Prof. Dr. Tuncay Dilci, koronavirüs sürecinde dijital bağımlılığın neden olduğu sorunlar hakkında açıklamalarda bulundu.
Prof. Dr. Dilci, yaptıkları araştırma sonuçlarına nazaran dijital bağımlılığın toplum sıhhati açısından değerli problemlere yol açtığını belirterek, “Bu sorunsallık daha çok mahrumluk sendromu ve dürtüsel bozukluk halinde kendini gösterirken, 3’üncü sırada performans düşüklüğü formunda kendini gösteriyor. Dijital obje kullanımına bağlı olarak mahrumluk sendromunun yüzde 30’luk oranda bir artış gösterdiği, yani insanların artık bağımlı olmaktan fazla dijital objelere bağlı olarak yaşadıklarını görüyoruz. Başka bir telaffuzla bu dijital objeler ve dijital mecralar artık hayatımızın bir kesimi ve olağan ferdî bir özel organımız, uzvumuz üzere algılanmaktadır. Bunların rastgele bir halde olmamasından, eksikliğinden kaynaklı hırçınlıklar, depresif tavırlar, agresiflikler ve memnuniyetsizlik eşliğinde nörokimyasal bir bozukluğa hakikat evrilmektedir. Bu sonuçta yoksunluğun getirmiş olduğu ve o şeyin olmamasından kaynaklı bir sorun olup şu anda toplumda en çok koronavirüs periyodunda görülen meselelerden bir adedidir. Bu durum, koronavirüs periyoduna nazaran yüzde 130’luk artışla mahrumluk sendromunda 1’inci sırada çıkarken, bu bozukluğu çabucak takiben yüzde 70’lik bir artışla dijital objeler kullanımına bağlı olarak dürtüsel bozukluklar karşımıza çıkıyor” dedi.
‘KRONİK GERİLİM BOZUKLUĞU BİÇİMİNDE YANSIMALARI VAR’

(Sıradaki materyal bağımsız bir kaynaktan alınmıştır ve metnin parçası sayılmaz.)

PR #531, opened 2025-01-28
CI: Add new L4 runners for test

willkill07:
## Description
* Add two new CI runners on L4 (earliest and latest)
* Clean up the matrix definition

## Checklist
- [ ] New or existing tests cover these changes.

Dijital bağımlılığın en çok mahrumluk sendromuna neden olduğunu söyleyen Prof. Dr. Dilci, şöyle devam etti:
“Buna bağlı olarak toplumda niyet üretememek, kendini rahat söz edememenin getirmiş olduğu hırçınlık, sabırsızlık, dürtüsel bozukluğa dönüşerek şiddete evrilmektedir. Bunun en son sonucunu da araştırmalarımızda görüyoruz. Dijital bağımlılıkta hormonların her keresinde bir üst düzey seviyesinde beklentinin olması, bunun sonucunun unsur bağımlılığına evrilmeyi hızlandıracağı kanaatindeyim. Bizim dijitanalizin boyutları ortasında dürtüsel bozukluk var. Her ikisinde de mahrumluk sendromunun birbirine entegre olan kavramlar ve akraba olan kavramlardır. Her ikisi de bireyde önemli manada kronik gerilim bozukluğu biçiminde yansımaya neden oluyor. Yani istenilen objelerin ya da içeriklerin temas alışkanlıklarından gereğince gerçekleşmemesi ya da her keresinde bir düzey beklentisi şahısta bir korku, anksiyete bozukluğu ve gerilim bozukluğuna dönüşmektedir. Bu gerilim bozukluğu da öfke, hırçınlaşma, akın, agresif telaffuzlar biçiminde karşımıza çıkmaktadır ve irtibatı sabote etmektedir.”